▶ **Exercise description**
In the records below, locate the line containing "Use base64 for", then output that line and all later lines exactly, through the last one.

▶ **Dataset records**
□ □ □ □

PR #8470, opened 2024-09-20
Use base64 for event encoding in server's PostgreSQL NOTIFY

touilleMan:


server/parsec/events.py
```diff
@@ -97,12 +98,12 @@ def hex_bytes_validator(val: object) -> bytes:
     elif isinstance(val, bytearray):
         return bytes(val)
     elif isinstance(val, str):
-        return bytes.fromhex(val)
+        return b64decode(val)
     raise ValidationError()
 
 
 def hex_bytes_serializer(val: bytes) -> str:
```
FirelightFlagboy, line 105: This function no longer encode bytes into hexa, it should be rename. It would suggest:

- `bytes_serializer`: If the method of serialization is not important, we would remove it from the name.
- `b64_bytes_serializer`: Like the current name, to indicate the method of the serialization

touilleMan: Good catch ! I've renamed to `base64_bytes_serializer` & `Base64Bytes`

FirelightFlagboy (approved):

□ □ □ □

▶ **Exercise result**
Use base64 for event encoding in server's PostgreSQL NOTIFY

touilleMan:


server/parsec/events.py
```diff
@@ -97,12 +98,12 @@ def hex_bytes_validator(val: object) -> bytes:
     elif isinstance(val, bytearray):
         return bytes(val)
     elif isinstance(val, str):
-        return bytes.fromhex(val)
+        return b64decode(val)
     raise ValidationError()
 
 
 def hex_bytes_serializer(val: bytes) -> str:
```
FirelightFlagboy, line 105: This function no longer encode bytes into hexa, it should be rename. It would suggest:

- `bytes_serializer`: If the method of serialization is not important, we would remove it from the name.
- `b64_bytes_serializer`: Like the current name, to indicate the method of the serialization

touilleMan: Good catch ! I've renamed to `base64_bytes_serializer` & `Base64Bytes`

FirelightFlagboy (approved):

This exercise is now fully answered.